Charley's War: Top-flight comic-book drama that wouldn't be seen today - too working-class.

Charley’s War: Top-flight comic-book drama that wouldn’t be seen today – too working-class.

How many of you were on James Blunt’s side in his very public spat with Chris Bryant MP?

And now that Julie Walters has weighed in, saying Mr Bryant was right? What do you think now?

The Labour MP had claimed British culture was dominated by stars like Blunt and Eddie Redmayne, who benefited from a privileged background. Blunt took offence and they had a highly-publicised row about it.

But top actress Julie Walters agrees. Quoted in The Guardian‘s Weekend magazine, she said: “People like me wouldn’t have been able to go to college today. I could because I got a full grant. I don’t know how you get into it now. Kids write to me all the time and I think: I don’t know what to tell you.”

She said the problem extends to writers as well: “Working-class kids aren’t represented. Working-class life is not referred to. It’s really sad. I think it means we’re going to get loads more middle-class drama. It will be middle-class people playing working-class people, like it used to be.”

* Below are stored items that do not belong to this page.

PR #647, opened 2019-02-01
Switch from testing Edge 17 to 18

foolip:
Edge 44.17763.1.0 / EdgeHTML 18.17763 is available on Sauce Labs.

This is the latest stable version of Edge, and testing it will help validate
the setup for Edge on Azure Pipelines:
https://github.com/web-platform-tests/wpt/issues/14836

### DIFF
--- a/src/master/browsers.json
+++ b/src/master/browsers.json
@@ -15,10 +15,10 @@
         "os_version": "*",
         "remote": false
     },
-    "edge-17-windows-10-sauce": {
+    "edge-18-windows-10-sauce": {
         "browser_name": "edge",
         "browser_channel": "stable",
-        "browser_version": "17",
+        "browser_version": "18",
         "os_name": "windows",
         "os_version": "10",
         "remote": true


foolip:
@jugglinmike I'm not sure if there's anything that can be tested about this, but I presume that it'll require restarting the Buildbot master?

jugglinmike:
This looks good to me, but I'd like to wait on merging for a few days. We have [an open issue about an Edge-specific failure](https://github.com/web-platform-tests/results-collection/issues/644).  While my latest change seems to have fixed it, it's not conclusive. I'd like to see a few more successes before calling the problem resolved. With that, I'll be more comfortable making further changes to the configuration.

[It looks like Azure is configured to segment WPT into 20 "chunks,"](https://github.com/web-platform-tests/wpt/blob/92029dfc5158a888c836812a4cc50de8d030e6ec/.azure-pipelines.yml#L166) while [this project uses 100](https://github.com/web-platform-tests/results-collection/blob/5af91e8cc8026420f670025d3834c5182a5f98e3/src/master/master.cfg#L31).  For the purposes of comparison, [differences in test suite segmentation adds noise to the data](https://github.com/web-platform-tests/results-collection/issues/646#issuecomment-459427642).  Although my offer to change the Safari configuration stands, I'm less inclined to do the same for Edge. Even a segment as small as 1% of WPT requires a significant amount of time in Edge via Sauce Labs (as long as three hours).  With larger "chunks," intermittent failures will be much more costly, and we may not be able to recover.

foolip:
We could use more chunks in Azure Pipelines instead perhaps.

foolip:
@jugglinmike, if I do 100 chunks in Azure Pipelines, is this the setup I should replicate?
https://github.com/web-platform-tests/results-collection/blob/43658ddac1124f3028a10cbf0d137d78cc16e16c/src/master/wpt_run_step.py#L34-L46

That is, no special chunking?

foolip:
https://dev.azure.com/web-platform-tests/wpt/_build/results?buildId=5841 is an attempted run with 100 jobs and the default chunk type. I expect it'll fail in some mysterious way, but we'll see.

jugglinmike:
@foolip see also the arguments we set for Sauce-Labs-mediated browsers:

https://github.com/web-platform-tests/results-collection/blob/43658ddac1124f3028a10cbf0d137d78cc16e16c/src/master/wpt_run_step.py#L71-L81

Most of those are irrelevant for Azure Pipelines, but that patch is missing `--run-by-dir`. I honestly don't know how that interacts with the "chunking" heuristic (it's a setting we inherited from [the original automation script](https://github.com/web-platform-tests/results-collection/blob/7a3febd9e82b009a32fc8205143e4508df9e24a7/run/run.py#L164)), so I'd just as soon remove it from this project.

Meanwhile, [that intermittent bug is still biting us](https://github.com/web-platform-tests/results-collection/issues/644#issuecomment-460341592), so I'm going to continue research using Edge 17.

jgraham:
`--run-by-dir` operates after chunking, so it doesn't make much sense if you're chunking by hash of full path. But it is intended to work well with the default directory-hash based chunking.

foolip:
Trying again with `--run-by-dir 3` in https://dev.azure.com/web-platform-tests/wpt/_build/results?buildId=5920

jugglinmike:
This necessitated restarting the Buildbot master, so I've done that.

PR #816, opened 2021-09-24
Linux: always compute procExeDeleted if already set

cgzones:
A process, whose executable has been replaced and thus marked by htop,
can be re-executed with the replaced executable, with the same PID, in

With Downton Abbey, written by the extremely plummy Julian Fellowes – otherwise known as Baron Fellowes of West Stafford, winning a National Television Award for Best Drama last week, she has a point.

The prejudice also seems to extend to all areas of the arts – even comics, as veteran writer Pat Mills explained in his own blog.

“Many people in our industry regard Charley’s War – featuring a working class hero, produced by working class-oriented creators with a strong anti-establishment agenda – as the greatest British comic strip. Middle Class comic aficionados would be far happier if it was a strip more oriented to their tastes, and – sadly – I have come across plenty of evidence to bear this out.

“Thus today it would be hard for a new Charley’s War to be originated in any format. The middle classes now dominate all media.

“But it’s some comfort to me that it secretly chokes them that a working class, not very bright, and very British hero, comes out way ahead of the icons they prefer. It’s a victory for mainstream comics, and mainstream readers, which I know many of them secretly despise.”

When the working classes are even prohibited from comics, you know there’s a problem. What are you going to do about it?